As of version 3.6, the random
package has the function choices
that allows you to set the weights of each value within a population.
from random import choices
population = [1, 7, 15]
weights = [40, 30, 30]
samples = choices(population, weights, k=100)
The code above will generate 100 random values following the defined weights.
Based on
Random draw, but with different odds
The easiest way to implement is to generate a structure that already has these probabilities. Since the number 1 must have a probability equal to 40%, while the numbers 7 and 15 must have a probability equal to 30%, you can generate a list that has 10 elements in total, repeating the number 1 four times and the numbers 7 and 15 three times each.
v = [1, 1, 1, 1, 7, 7, 7, 15, 15, 15]
So, by doing random.choice(v)
, the desired probabilities will be respected.

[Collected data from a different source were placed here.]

PR #3524, opened 2016-05-22
Fixes #3473: Inconsistent new model global variables

### LINKED ISSUE #3473: Inconsistent new model global variables initialisation by Companion and radio
The model created on the radio intialises the linked field for each GVar in FM 1-8 to "Flight mode 0 value" whereas Companion initialises to "Own value".

(Taranis X9D, Companion 2.1.8, Bootloader 2.1.7, Eeprom 217, Ubuntu 14.04, Windows 10)

elecpower:
Global variables default to same as radio ie Flight Mode 0 value.
Rotary encoders default to Flight Mode 0 value for general flight mode consistency however this now differs from radio. (being new contributor not confident on radio code but if someone would like to provide the diff I'll include in this pull).
Trim controls disabled when flight mode linked except for +Own trim.
Fixed Companion program crash when opening a model with rotary encoder linked flight modes.

### DIFF
--- a/companion/src/eeprominterface.cpp
+++ b/companion/src/eeprominterface.cpp
@@ -1410,8 +1410,7 @@ void ModelData::clear()
     moduleData[1].protocol = PULSES_OFF;
   }
   for (int i=0; i<C9X_MAX_FLIGHT_MODES; i++) {
-    flightModeData[i].clear();
-    flightModeData[i].setDefaultLinkedFlightModes(i);
+    flightModeData[i].clear(i);
   }
   clearInputs();
   clearMixes();
@@ -1845,8 +1844,9 @@ SimulatorInterface *GetCurrentFirmwareSimulator()
     return NULL;
 }
 
-void FlightModeData::setDefaultLinkedFlightModes(const int phase)
+void FlightModeData::clear(const int phase)
 {
+  memset(this, 0, sizeof(FlightModeData));
   if (phase != 0) {
     for (int idx=0; idx<C9X_MAX_GVARS; idx++) {
       gvars[idx] = 1025;
--- a/companion/src/eeprominterface.cpp
+++ b/companion/src/eeprominterface.cpp
@@ -1411,6 +1411,7 @@ void ModelData::clear()
   }
   for (int i=0; i<C9X_MAX_FLIGHT_MODES; i++) {
     flightModeData[i].clear();
+    flightModeData[i].setDefaultLinkedFlightModes(i);
   }
   clearInputs();
   clearMixes();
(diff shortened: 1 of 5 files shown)


companion/src/eeprominterface.cpp
```diff
@@ -1843,3 +1844,16 @@ SimulatorInterface *GetCurrentFirmwareSimulator()
   else
     return NULL;
 }
+
+void FlightModeData::setDefaultLinkedFlightModes(const int phase)
```
bsongis: Shouldn't ```clear()``` do this job? We could give it ```i``` as an argument as you did here

elecpower: Considered overloading clear() to maintain current functionality and support new.
Checked a few of the other class clear() functions and the norm was for clear() to zeroise the memory space only. Any other defaults were handled by other functions.
Also I am aware that the whole area of global variables is being reworked in 2.2 so wanted to keep this fix code somewhat isolated.
As a novice I took the safe route with the change so the main devs can make a call. Happy to rework into clear() overloaded or not. Please advise.

bsongis: Perfectly understood, you did well. But I remember I did it in some other classes, that's why I ask if it is feasible here. Not completely sure it's used somewhere else to zeroe the structure

companion/src/modeledit/flightmodes.cpp
```diff
@@ -462,11 +469,11 @@ void FlightModePanel::fmClear()
...
       if (gvCount > 0 && (firmware->getCapability(GvarsFlightModes))) {
         for (int i=0; i<gvCount; i++) {
-          gvUse[i]->setCurrentIndex(0);
+          gvUse[i]->setCurrentIndex((phase.gvars[i] > 1024 ? (phase.gvars[i] - 1024) : phase.gvars[i]));
         }
       }
       for (int i=0; i<reCount; i++) {
-        reUse[i]->setCurrentIndex(0);
+        reUse[i]->setCurrentIndex((phase.rotaryEncoders[i] > 1024 ? (phase.rotaryEncoders[i] - 1024) : phase.rotaryEncoders[i]));
       }
```
elecpower: Just spotted a mistake in the two setCurrentIndex when not linked. Thought I tested. Will fix when decision on to merge or not of the set defaults.

companion/src/eeprominterface.cpp
elecpower: As suggested I am in the process of modifying clear() to clear(const int i) and checking for calls.
Also found the radio model initialisation code section and just working thru the maze of compiler defs and macros to write the conditional initialisation of the rotary encoders.
Will update the pull request when ready for next peer review.

projectkk2glider:
@elecpower cherry pick commit 907b6337fc7fec8a0d7e2aa2e2c9ebf351e2d858 from `next` branch. It will fix Travis build.

elecpower:
@projectkk2glider thanks will do tonight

Implementing in a genetic way, and quite simple, you can define a function that generates this list as you need it. For example:
from typing import Tuple, Any, List
from itertools import starmap, chain, repeat
from random import choice
def sample_space(*values: Tuple[Any, float]) -> List:
if sum(value[1] for value in values) != 1.0:
raise ValueError('Soma das probabilidades não é 1.0')
while True:
if all(probability.is_integer() for _, probability in values):
break
values = [(value, probability * 10) for value, probability in values]
values = [(value, int(probability)) for value, probability in values]
return list(chain(*starmap(lambda a, b: list(repeat(a, b)), values)))
The sample_space
function will generate for you a list that defines exactly the sample space you want, just pass as a parameter a set of tuples with desired value and probability. For the data presented in the question, it would look like:
>>> space = sample_space((1, 0.4), (7, 0.3), (15, 0.3))
>>> print(space)
[1, 1, 1, 1, 7, 7, 7, 15, 15, 15]
If you draw 100 numbers from this sample space and check how many times they repeat (you can use collections.Counter
for this), you'll see that the probabilities tend to be followed:
>>> samples = [choice(space) for _ in range(100)]
>>> print(Counter(samples))
Counter({1: 40, 7: 32, 15: 28})
See working at Repl.it | Ideone
It will work for any probabilities, as long as the sum is always 1.0. For example, for a sample space that is 99% True
and 1% False
would be:
>>> space = sample_space((True, 0.99), (False, 0.01))
However, this would generate a list with 100 values, being 99 True
and 1 False
; so for this solution, given its simplicity, be careful not to generate too large lists and affect the application memory. The more decimal places you have the probabilities, the more elements in memory will be needed.